El comentario no me asombra demasiado, pero ya dentro no puedo evitar, pese a todo lo que imaginé que encontraría, que la realidad me impresione. De un dueño tan maniático, tan meticuloso, tan remilgado, esperaba un orden milimetrado y, al contrario, nada más entrar me doy de bruces con una fantasía barroca y asimétrica de colorido abigarrado, la morada de alguien obsesionado por el coleccionismo de kiosco.
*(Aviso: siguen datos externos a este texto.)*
PR #595, opened 2016-12-19
Support for composite environment repos

### LINKED ISSUE #495: Support a composite EnvironmentRepository
Then, for example, you could have normal config data in git, with secrets in vault.

ryanjbaxter:
Fixes #495


docs/src/main/asciidoc/spring-cloud-config.adoc
```diff
@@ -556,6 +556,58 @@ $ vault write secret/application foo=bar baz=bam
...
+spring:
+  profiles:
+    active: git, svn
+  cloud:
+    config:
+      server:
+        svn:
+          uri: file:///path/to/svn/repo
+		  order: 2
+		git:
```
spencergibb: spacing looks finny here

spring-cloud-config-server/src/main/java/org/springframework/cloud/config/server/config/EnvironmentRepositoryConfiguration.java
```diff
@@ -83,6 +81,10 @@ public MultipleJGitEnvironmentRepository environmentRepository() {
 	}
 
 	@Configuration
+	@Profile("git")
```
spencergibb: clever

spring-cloud-config-server/src/main/java/org/springframework/cloud/config/server/environment/OrderedEnvironmentRepository.java
```diff
@@ -0,0 +1,25 @@
...
+ */
+package org.springframework.cloud.config.server.environment;
+
+import org.springframework.core.Ordered;
+
+/**
+ * A prioritized {@link EnvironmentRepository}.
+ * @author Ryan Baxter
+ */
+public interface OrderedEnvironmentRepository extends EnvironmentRepository, Ordered {
```
spencergibb: I think this interface isn't needed is it? I think it could be removed and all your tests would still pass.

ryanjbaxter: I wanted an interface that combined both the `EnvironmentRepository` and `Ordered` so I can inject them into the configuration class.

docs/src/main/asciidoc/spring-cloud-config.adoc
```diff
@@ -556,6 +556,58 @@ $ vault write secret/application foo=bar baz=bam
...
+The priority order of a repository will help resolve any potential conflicts between
+repositories that contain values for the same properties.
+
+NOTE:  Any type of failure when retrieving values from an environment repositoy
+will result in a failure for the entire composite environment.
+
+NOTE:  When using a composite environment it is important that all repos contain
+the same label(s).  If you have an environment similar to the one above and you request
+configuration data with the label `master` but the SVN
+repo does not contain a branch called `master` the entire request will fail.
```
dsyer: This seems like an unwanted restriction. I don't want to have to go to all repositories and create a new label every time I do it in one of them.

docs/src/main/asciidoc/spring-cloud-config.adoc
```diff
@@ -556,6 +556,58 @@ $ vault write secret/application foo=bar baz=bam
...
+
+===== Custom Composite Environment Repositories
+
+It is also possible to provide your own `EnvironmentRepository` bean
+to be included as part of a composite environment in addition to
+using one of the environment repositories from Spring Cloud.  To do this your bean
+must implement `OrderedEnvironmentRepository`.  For convenience sake, there is
```
dsyer: Why do we need a new interface? Surely it just has to implement `EnvironmentRepository` and `Ordered`?

docs/src/main/asciidoc/spring-cloud-config.adoc
```diff
@@ -556,6 +556,58 @@ $ vault write secret/application foo=bar baz=bam
...
+an abstract implementation of this interface you can extend called
+`AbstractOrderedEnvironmentRepository`.  If you extend `AbstractOrderedEnvironmentRepository`
```
dsyer: ...so the abstract base class is probably not helpful (and I'm not sure we want to advertise it in the user guide anyway)?

spring-cloud-config-client/src/main/java/org/springframework/cloud/config/environment/Environment.java
```diff
@@ -76,6 +76,10 @@ public void add(PropertySource propertySource) {
 		this.propertySources.add(propertySource);
 	}
 
+	public void add(List<PropertySource> propertySources) {
```
dsyer: "addAll"?

spring-cloud-config-server/src/main/java/org/springframework/cloud/config/server/config/CompositeConfiguration.java
```diff
@@ -0,0 +1,59 @@
...
+	@Primary
+	@ConditionalOnBean(SearchPathLocator.class)
+	public SearchPathCompositeEnvironmentRepository compositeEnvironmentRepository() {
+		return new SearchPathCompositeEnvironmentRepository(environmentRepos);
+	}
+
+	@Bean
+	@Primary
+	@ConditionalOnMissingBean(SearchPathLocator.class)
+	public CompositeEnvironmentRepository compositeEnvironmentRepository2() {
```
dsyer: Lame bean name. Surely we can name it better than that?

dsyer:
Looking good. Some comments inline above.

spring-cloud-config-server/src/main/java/org/springframework/cloud/config/server/config/CompositeConfiguration.java
ryanjbaxter: some of my hacking escaped my cleanup :)

docs/src/main/asciidoc/spring-cloud-config.adoc
ryanjbaxter: @spencergibb had a similar concern.  I also felt like a new interface was not necessary.  However I want to be able to inject only the `EnvironmentRepository`s that also implement `Ordered` to be used in the `CompositeEnvironment` [configuration](https://github.com/spring-cloud/spring-cloud-config/pull/595/files#diff-88c6b4614cc8766d200234a86a6f0741R56).

The other way of doing this would be to make `EnvironmentRepository` extend `Ordered`, but I didn't want to do that in order to maintain backward compatibility.  If we are not concerned about backward compatibility (which we may not be since this will be in Dalston) than I can do that instead.

The final way of doing this, would be to inject all `EnvironmentRepository`s and check if they implement `Ordered`.  If they don't we could just stick them at the end of the ordered list (essentially giving them the lowest priority possible).

docs/src/main/asciidoc/spring-cloud-config.adoc
dsyer: Yeah, but a missing label is probably not really an error in this scenario, I guess?

docs/src/main/asciidoc/spring-cloud-config.adoc
dsyer: Spring already does that, so I think we can rely on the library to provide a comparator (unordered has a standard default order). Just tell users that unordered has the normal Spring semantics.

docs/src/main/asciidoc/spring-cloud-config.adoc
spencergibb: Unless the client sends a label (which it doesn't by default), each `EnvironmentRepository` should already choose a default.

ryanjbaxter: @dsyer yes a missing label should not be an error.

spencergibb:
👍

Parece ser que le gusta atesorar objetos, pero sin el gusto de Terence Stamp en sus mejores tiempos, y es que el mundo está plagado de acaparadores frustrados: expositores con falsos huevos Fabergé, miniaturas de coches antiguos y plumas estilográficas de tienda de todo a cien, un juego de réplicas de dedales del siglo diecinueve, máscaras venecianas en doscientas veinte entregas, otras trescientas cuarenta semanas colgado de los mejores diseñadores de zapatos y, en lo que parece ser su despacho, un armario empotrado cerrado a cal y canto. Lo abro, a ver para qué estoy aquí si no, y lo encuentro repleto de ropa de mujer de estilo siniestro y desfasado. Recuerdo de golpe mi sueño, aquel en que me veía en medio de una mascarada, como en un baile de disfraces macabro precisamente con León riendo desencajado. Voy pasando con cuidado las perchas y admiro la pedrería de los trajes de época, el imponente cuero de los corsés, la excepcional elaboración de los encajes de la ropa interior. No me cuesta imaginarlo echándole una ojeada aquella noche al vestidor de Olvido en su apartamento. Que es un fetichista está claro, pero no me basta, yo he venido a comprobar si es capaz de cometer un asesinato.